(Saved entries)
PR #1096, opened 2016-01-27
dupe_edge_should_err from bool to enum

sgraham:
Follow up to #1095.

(`enum class` seems to be disabled by build settings.)


nico:
Thanks! Yes, no c++11 for ninja – else it'll require c++11-compatible standard libraries, and I feel it's nice if build tools can run on older systems (unless it gets in the way too much).

bradking:
This broke compilation of some perftest sources.  I've included a fix in #1060.

PR #1097, opened 2016-01-28
Use vfork() instead of fork() to invoke subprocess

tzik:
This CL introduces "execute" as a new helper tool and replaces fork()
with vfork(). Ninja calls exec() to invoke the execute tool soon after
vfork() is called, and the execute tool simply plumps pipes and exec
a give command.

fork() performance depends on the memory usage of the parent process.
If fork() is called on the beginning of the main(), it takes less than
100us on a powerful machine, Z620. On the other hand, after it reads and
parse 33MB build.ninja and 44MB .ninja_deps, the cost raises up to
2400us.

In a warm cached Chrome full build, previously, fork() takes 55s in
total according to the builtin metric, while whole build process takes
75s in total for ~20000 targets. After this CL, the replacement,
vfork() + the execute tool exec(), takes ~600us per task and
the build process takes 53s in total.

### DIFF
--- a/configure.py
+++ b/configure.py
@@ -100,6 +100,9 @@ class Platform(object):
     def supports_ppoll(self):
         return self._platform in ('linux', 'openbsd', 'bitrig')
 
+    def supports_vfork(self):
+        return self._platform in ('linux')
+
     def supports_ninja_browse(self):
         return (not self.is_windows()
                 and not self.is_solaris()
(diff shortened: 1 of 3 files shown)


nico:
I wanted to do it like so https://github.com/nico/ninja/commits/posix_spawn which I think is a bit simpler. Getting the vfork on linux requires the ugly POSIX_SPAWN_USEVFORK thing, and since I couldn't really measure a huge speedup (53s vs 55s – meh) I wanted to probably not even use that flag on Linux. But if you think it's important, we could use that flag I suppose. But basing this on posix_spawn seems nicer. The only drawback is that https://github.com/ninja-build/ninja/pull/910 needs to be reverted, but @nicolasdespres thinks that's a good thing anyways :-) Does that sound ok to you?

tzik:
Your posix_spawn version looks simpler and is faster than mine! If setsid() is considered less important recerntly, it's nice to me to have your CL in the mainline.

PR #1098, opened 2016-01-28
Add -d keepdepfile to preserve depfiles

shinh:
This is useful when you are developing a tool which generates
GCC-style depfiles.

### DIFF
--- a/src/build.cc
+++ b/src/build.cc
@@ -892,9 +892,11 @@ bool Builder::ExtractDeps(CommandRunner::Result* result,
       deps_nodes->push_back(state_->GetNode(*i, slash_bits));
     }
 
-    if (disk_interface_->RemoveFile(depfile) < 0) {
-      *err = string("deleting depfile: ") + strerror(errno) + string("\n");
-      return false;
+    if (!g_keep_depfile) {
+      if (disk_interface_->RemoveFile(depfile) < 0) {
+        *err = string("deleting depfile: ") + strerror(errno) + string("\n");
+        return false;
+      }
     }
   } else {
     Fatal("unknown deps type '%s'", deps_type.c_str());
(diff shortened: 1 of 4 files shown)


lunakid:
Nice to see this feature! But is this GCC-only? Or is this something else than keeping the _textual_ ("GCC-style") dependency files?

MSVC here, and `-d keepdepfiles` seems to make no difference, no matter the dance routine. (The `.ninja_deps` binary is always there, and no extra dependency-related file is ever there, AFAICS.)

I only have `deps = msvc` in my (trivial example) script that's related:
```
rule cl
    deps = msvc
    command = cl -showIncludes -c $in -Fo$out

build test.obj: cl test.c

rule link
    command = link $in -out:test.exe

build test.exe: link test.obj

default test.exe

```

```
Q:\tmp\build\ninja>ninja --version
1.9.0

Q:\tmp\build\ninja>ninja -d list
debugging modes:
  stats        print operation counts/timing info
  explain      explain what caused a command to execute
  keepdepfile  don't delete depfiles after they're read by ninja
  keeprsp      don't delete @response files on success
  nostatcache  don't batch stat() calls per directory and cache them
multiple modes can be enabled via -d FOO -d BAR

Q:\tmp\build\ninja>ninja -t clean
Cleaning... 5 files.

Q:\tmp\build\ninja>ninja -d keepdepfile
[5/5] link -nologo -dll main.obj x1.obj x2.obj xx.obj -out:ninja.dll

```
And the dir contents, whether or not I use the `-d` option:
```
.ninja_deps
.ninja_log
build.ninja
test.exe
test.obj
test.c
```

_(BTW, I wouldn't consider this a "debug" feature. if this is, indeed, about keeping a file with readily make-includable rules, this could make ninja also an instant "mkdepend for CL" tool, which is a huge use-case to conquer. (I just found myself in the need for it, that's how I got here, with high hopes, after days of "NMAKE despair").)_

PR #1099, opened 2016-02-03
perftest: fix compilation after dupe_edge_should_err change

bradking:
Fix some ManifestParser constructor calls missed by commit 56bab441b7
(dupe_edge_should_err from bool to enum, 2016-01-27).


bradking:
@nico I split this out of #1060 because that one may take a few iterations and this fix is important because `master` fails to build with `ninja all` whenever I rebase other topics on it now.

nico:
thanks!

PR #1102, opened 2016-02-04
Remove StatIfNecessary call that is never necessary

bradking:
The call to StatIfNecessary in DependencyScan::RecomputeOutputsDirty was
added by commit 41c6258ec1928cbcfc5642504cb9c2b3659fa897 (Share more code between CleanNode() and
RecomputeDirty(), 2013-09-02) while consolidating code paths.  However,
it was needed only when called from RecomputeDirty because prior to
refactoring the CleanNode code path did not call it.

Later commit 015c818cbe85093316115c5a510274eccdb4180b (Let DependencyScan::RecomputeDirty() work
correclty with cyclic graphs, 2014-12-07) added back to RecomputeDirty a
loop over outputs that calls StatIfNecessary.  Therefore
RecomputeOutputsDirty no longer needs to call StatIfNecessary for either
of its own callers.

### DIFF
--- a/src/graph.cc
+++ b/src/graph.cc
@@ -37,6 +37,7 @@ bool DependencyScan::RecomputeDirty(Edge* edge, string* err) {
   edge->outputs_ready_ = true;
   edge->deps_missing_ = false;
 
+  // Load output mtimes so we can compare them to the most recent input below.
   // RecomputeDirty() recursively walks the graph following the input nodes
   // of |edge| and the in_edges of these nodes.  It uses the stat state of each
   // node to mark nodes as visited and doesn't traverse across nodes that have
@@ -126,8 +127,6 @@ bool DependencyScan::RecomputeOutputsDirty(Edge* edge, Node* most_recent_input,
   string command = edge->EvaluateCommand(/*incl_rsp_file=*/true);
   for (vector<Node*>::iterator o = edge->outputs_.begin();
        o != edge->outputs_.end(); ++o) {
-    if (!(*o)->StatIfNecessary(disk_interface_, err))
-      return false;
     if (RecomputeOutputDirty(edge, most_recent_input, command, *o)) {
       *outputs_dirty = true;
       return true;


nico:
The way I understood 41c6258 was to add that StatIfNecessary() call to the CleanNode() call chain, since having up-to-date mtimes is a precondition for RecomputeOutputDirty() (note singular). So it seems like things are easier to reason about if RecomputeOutputsDirty() calls it: If the call is indeed not needed, then StatIfNecessary() will do nothing and be fast, and if it is needed then not calling this is a bug.

(If it's a precondition, why doesn't RecomputeOutputDirty() call StatIfNecessary() itself? I'm not sure, maybe it should?)

It's possible that in practice this call is never necessary though. What's the motivation for this patch? (I'm not opposed to merging it, I just don't quite understand it yet.)

@maximuska

bradking:
I revised the comment to avoid focusing on RecomputeOutputsDirty.  It is really that RecomputeDirty is responsible for initializing mtimes on nodes it encounters.

CleanNode is walking forward through a portion of the graph that was previously walked by RecomputeDirty during the build planning phase.  StatIfNecessary is an initialization step done when a node is first encountered by RecomputeDirty, and its completion is an invariant established by RecomputeDirty.

The only reason commit 41c6258ec1928cbcfc5642504cb9c2b3659fa897 brought along a call to StatIfNecessary is because it sat in a code path used by RecomputeDirty to call StatIfNecessary at the time.  Since commit 015c818cbe85093316115c5a510274eccdb4180b RecomputeDirty handles it earlier.  Had the two changes been made in the other order we may have ended up at the state proposed in this PR originally.

The motivation for this patch is to clean up some existing logic to make it easier to reason about changes in a future PR that will refactor RecomputeDirty further.

bradking:
Rebased on master.  I also opened #1111 which starts with this change and provides further context for its purpose.

nico:
Thanks for explaining!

| Task to complete |
Out of the records above, pull the lines that include the word "RecomputeOutputsDirty".

| Answer to this problem |
The call to StatIfNecessary in DependencyScan::RecomputeOutputsDirty was
RecomputeOutputsDirty no longer needs to call StatIfNecessary for either
@@ -126,8 +127,6 @@ bool DependencyScan::RecomputeOutputsDirty(Edge* edge, Node* most_recent_input,
The way I understood 41c6258 was to add that StatIfNecessary() call to the CleanNode() call chain, since having up-to-date mtimes is a precondition for RecomputeOutputDirty() (note singular). So it seems like things are easier to reason about if RecomputeOutputsDirty() calls it: If the call is indeed not needed, then StatIfNecessary() will do nothing and be fast, and if it is needed then not calling this is a bug.
I revised the comment to avoid focusing on RecomputeOutputsDirty.  It is really that RecomputeDirty is responsible for initializing mtimes on nodes it encounters.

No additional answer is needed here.